CHAPTER V
UNDER THE CRAGS OF THE “TIGHT LITTLE ISLE”
THE SAUCY YANKEE CRUISERS IN BRITISH WATERS—WHEN FRANKLIN SAILED FOR FRANCE—WICKES IN THE REPRISAL ON THE IRISH COAST—NARROW ESCAPE FROM A LINER—A PLUCKY ENGLISH LIEUTENANT—HARSH FATE OF THE AMERICANS IN THE BRITISH PRISON—STARVED BY ACT OF PARLIAMENT—DEEDS OF THE GALLANT CONNYNGHAM—WELL-NAMED CRUISERS—A SURPRISE AT A BREAKFAST TABLE—TAKING PRIZES DAILY—WHY FORTY FRENCH SHIPS LOADED IN THE THAMES—INSURANCE RATES NEVER BEFORE KNOWN.
Signal as has been the value of the services of the little vessels of the infant navy of the United States in their operations along the American coast and upon the woodsy waters of the highway from the north during the year of the nation’s birth, the American sailors had really only just begun to fight, and it was not until they carried the fight into the very harbors of Great Britain that they taught the British merchants, who had been supporting the British ministry in its oppression of the colonies, a lesson they were slow to learn. For the British merchants had looked upon the war in America as a blessing upon their business interests. It would be somewhat expensive in the way of taxation, but it would ruin their competitors, the enterprising colonists. It is in the spirit of trade and tradesmen of all classes to view with complacency the little expenses that ruin competitors. But some of the British merchants who rubbed their hands and smiled with satisfaction as they heard of the retreat of Washington across New Jersey in 1776, were to wring them in distress because of wounds in their pockets before the end of 1777—because of ships that were snatched away from under the very crags of what they were pleased to term their “tight little isle.”
“In the meantime the irruption of the Phœnix and the Rose into the waters of the Hudson had roused a belligerent spirit along its borders.” These were the first British warships to sail up the Hudson in the Revolutionary war, and their advent was in July, 1776. The Americans had no ships to send against them, and they commonly remained at anchor out of reach of shore batteries. It was because of their presence that it was proposed to stretch an iron chain across the river at Anthony’s Nose. Other obstructions were prepared, but the only thing done in the way of going afloat to attack them was when some rafts were brought down the river chained between a couple of old sloop hulls, the whole of which were covered with dry fat, pine, tar, turpentine, etc. These were fired and let drift with the tide, but as a substitute for the modern torpedoes they were not successful.
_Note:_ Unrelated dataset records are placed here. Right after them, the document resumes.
PR #6015, opened 2023-08-23
Implement waiting login sequence

ShockedPlot7560:
## Introduction
This PR introduces a new system for deferred the player creation, allowing plugins to add tasks to be done at that time. This ensures that plugins load player data correctly before the player is created and the login sequence launched.

Plugins can also cancel the player's connection by rejecting their promise.

### API changes
- Add `Promise::all()`

### Behavioural changes
- Player creation sequence is launched only when all promises added by plugins are resolved.

## Tests

```php
	}

	public function onPlayerCreated(PlayerPreCreationEvent $event) : void {
		$resolver = new PromiseResolver();
		$this->getLogger()->info("Player " . $event->getNetworkSession()->getDisplayName() . " pre creation");
		$event->addPromise($resolver->getPromise());
		$this->getScheduler()->scheduleDelayedTask(new ClosureTask(function() use ($event, $resolver) {
			$this->getLogger()->info("Player " . $event->getNetworkSession()->getDisplayName() . " pre creation (delayed)");
			$resolver->resolve(null); // Connect the player
			// OR
			$resolver->reject(); // Disconnect the player
		}), 5 * 20);
	}
}
```

With promise resolve:
```
[16:21:18.114] [Server thread/DEBUG]: [NetworkSession: ShockedPlot7560] Resource packs sequence completed
[16:21:18.609] [Server thread/INFO]: [TestPlugin] Player ShockedPlot7560 pre creation
[16:21:23.071] [Server thread/INFO]: [TestPlugin] Player ShockedPlot7560 pre creation (delayed)
```
With promise rejection: 
```
[16:46:59.301] [Server thread/INFO]: [TestPlugin] Player ShockedPlot7560 pre creation
[16:47:04.276] [Server thread/INFO]: [TestPlugin] Player ShockedPlot7560 pre creation (delayed)
[16:47:04.276] [Server thread/INFO]: [NetworkSession: ShockedPlot7560] Session fermée : Failed to create player (ID d'erreur: cfb2-7e1a-f645)
[16:47:04.276] [Server thread/ERROR]: [NetworkSession: ShockedPlot7560] Failed to create player
```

The war was, indeed, carried across the stormy Atlantic in the autumn of 1776, though only a small beginning was made that year. To Capt. Lambert Wickes was given the honor of commanding the first American naval ship to cross the Atlantic. Captain Wickes, while in command of the sixteen-gun brig Reprisal, had, as already told, made such a good fight when attacked by the British sloop-of-war Shark off Martinique that he beat her off and escaped. For this he was chosen to carry Franklin, who had been appointed American commissioner to France, across to Nantes.
Not only did Wickes carry his passenger safely into port; he captured two prizes on the way and sent them into port also. And then, after refitting in Nantes, he went on a cruise in the Bay of Biscay, where he captured two more prizes, of which one was the king’s mail packet plying between Falmouth and Lisbon, it being the custom in those days for the British government to employ swift brigs of the navy on the regular mail routes.
The Phœnix and the Rose Engaging the Fireships on the Hudson River.
From a lithograph of the painting by Serres after a sketch by Sir James Wallace.
France and England were at peace at that time, but by carrying the prizes out to sea, after they had been successfully brought to port, they were readily sold to French merchants, and the money was placed in the hands of Franklin and the other American commissioner, Silas Deane.